Und nun ging in prunklosester Weise und außerordentlicher Kürze das große historische Ereignis vor sich, das die Errungenschaft des Krieges bedeutete: die Proklamierung des Deutschen Kaiserreichs! Das also war es, was der Kronprinz Friedrich Wilhelm als etwas meines Pinsels Würdiges in seinem Telegramm bezeichnet hatte!

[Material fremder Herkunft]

Issue #2854, opened 2016-10-26
Feature request: Filebeat prospector configuration template


f-ld:
We are heavily starting to use filebeat (to push to kafka) and we have a configuration with 100+ prospectors (100+ kafka topics)
For each prospector we repeat some parameters like encoding, ignore_older, scan_frequency, ...

We think filebeat would benefit of either:
- a way to change the default value for all prospectors (for example the default value of max_bytes is currently 10MB (10485760). If I want to set 20MB for all my prospectors, I have to copy past the parameter for each of them. This works for people having many prospectors of the same kind
- a way to define templates: when creating a propsector, we can import values from a template or another. This works for people having many prospectors of a few kinds
- a way to copy parameters from a previously defined prospector

For now, we use puppet to create our configuration file so we use a loop in our ERB file and this works fine. The only problem is that the deployed configuration file is quite long and can be reduced with one of the options above

PS: first published here -> https://discuss.elastic.co/t/suggestion-filebeat-prospector-configuration-template/62687

ruflin:
@f-ld Thanks a lot for sharing all the details and pointing out the various options. I assigned the filebeat and libbeat label as if we think about this, we probably would want to have a generic solution that works for all beats. 

One thing of interest for me would be why you have that many different prospectors? Are these 100 different files from just one machine? Assuming you could use a "dynamic" field that is generated per event for your kafka topic selection, what that already be enough?

f-ld:
@ruflin Yes, the generic solution makes perfectly sense

About the high number of propsectors: we have a microservice architecture with roughtly 50+ different services (multiple instances of each, multiple datacenter, so 200+ services running). Each service has from 2 to 6-7 different log files (first one is http access logs of the service, next is error log. Then we have some "event" logs depending on the service).
And we are going forward service discovery with hashicorp consul, allowing any application to be deployed anywhere (so no static pre-defined set of hosts for one application), meaning we want to deploy the same filebeat configuration on each single host just in case we deploy service X on that host.
So we end up with 50+ prospectors for http access logs, 50+ access logs for errors, etc. and a parameter change for one is likely required for the 49+ others (as pointed, today, puppet is handling it for us). And we are grouping in the same kafka topic logs for the various instances of a same service, but we want to avoid mixing logs of service A with logs of service B, C, D ... even if the beat metadata would allow a kafka consumer to filter them. Just to keep topics not too big and avoid useless network traffic when one consumer is only interested by logs from 1 of the 50+ services.

[...]

PR #3073, opened 2016-11-29
configurable heartbeat defaults values

urso:
Introduce configurable heartbeat default settings for monitors. Add default values to `heartbeat.defaults.monitors` section. This helps with sharing common settings like DNS-client or service discovery settings.

### DIFF
--- a/heartbeat/_meta/beat.yml
+++ b/heartbeat/_meta/beat.yml
@@ -182,6 +182,23 @@ heartbeat.monitors:
     # Required response contents.
     #body:
 
+# Configure monitors default settings shared by all monitors.
+heartbeat.defaults.monitors:
+  # Enable/Disable monitor
+  #enabled: true
+
+  # Configure default task scheduler
+  #schedule: '@every 30s'
+
+  # Configure IP protocol types to ping on if hostnames are configured.
+  # Ping all resolvable IPs if `mode` is `all`, or only one IP if `mode` is `any`.
+  #ipv4: true
+  #ipv6: true
+  #mode: all
+
+  # Total running time per ping test.
+  #timeout: 16s
+
 heartbeat.scheduler:
   # Limit number of concurrent tasks executed by heartbeat. The task limit if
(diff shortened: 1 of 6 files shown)


heartbeat/_meta/beat.yml
```diff
@@ -182,6 +182,23 @@ heartbeat.monitors:
     # Required response contents.
     #body:
 
+# Configure monitors default settings shared by all monitors.
+heartbeat.defaults.monitors:
```
ruflin: Should this be commented out by default?

heartbeat/_meta/beat.yml
```diff
@@ -182,6 +182,23 @@ heartbeat.monitors:
...
+  #schedule: '@every 30s'
+
+  # Configure IP protocol types to ping on if hostnames are configured.
+  # Ping all resolvable IPs if `mode` is `all`, or only one IP if `mode` is `any`.
+  #ipv4: true
+  #ipv6: true
+  #mode: all
+
+  # Total running time per ping test.
+  #timeout: 16s
```
ruflin: Interesting default :-)

heartbeat/heartbeat.yml
```diff
@@ -182,6 +182,23 @@ heartbeat.monitors:
     # Required response contents.
     #body:
 
+# Configure monitors default settings shared by all monitors.
+heartbeat.defaults.monitors:
```
ruflin: I don't think this should be in the short config file

ruflin:
This goes in the direction of https://github.com/elastic/beats/issues/2854 . We should have a discussion if this is also the general approach we want to take across other beats.

heartbeat/_meta/beat.yml
urso: doesn't really matter if commented out or not. In either case it will be `nil` config.

heartbeat/_meta/beat.yml
urso: just copy'n pasted from the other modules.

Der Vorgang war gewiss historisch würdig, und ich wandte ihm meine gespannteste Aufmerksamkeit zu, zunächst natürlich seiner äußeren malerischen Erscheinung, notierte in aller Eile das Nötigste, sah, dass König Wilhelm etwas sprach und dass Graf Bismarck mit hölzerner Stimme etwas Längeres vorlas, hörte aber nicht, was es bedeutete, und erwachte aus meiner Vertiefung erst, als der Großherzog von Baden neben König Wilhelm trat und mit lauter Stimme in den Saal hineinrief: „Seine Majestät, Kaiser Wilhelm der Siegreiche, Er lebe hoch!" Ein dreimaliges Donnergetöse unter dem Geklirr der Waffen antwortete darauf, ich schrie mit und konnte natürlich dabei nicht zeichnen; von unten her antwortete wie ein Echo sich fortpflanzend das Hurra der dort aufgestellten Truppen. Der historische Akt war vorbei: es gab wieder ein Deutsches Reich und einen Deutschen Kaiser! Ich sah noch, wie der Kaiser den Kronprinzen umarmte und von den ihn umgebenden deutschen Fürsten beglückwünscht wurde. Eine beabsichtigte Defiliercour der anwesenden Offiziere missglückte, wie mir däuchte, und ich sah dann den Kaiser die Stufen der Estrade hinabschreiten, an Bismarck vorbei, den er nicht zu bemerken schien. Neun Jahre später, bei meinem Aufenthalte 1880 in Friedrichsruhe, gab mir Fürst Bismarck die Erläuterung zu dieser kleinen Episode, die ich damals dem nach Schluss des Staatsaktes entstandenen Durcheinander der sich auflösenden Versammlung zuschrieb.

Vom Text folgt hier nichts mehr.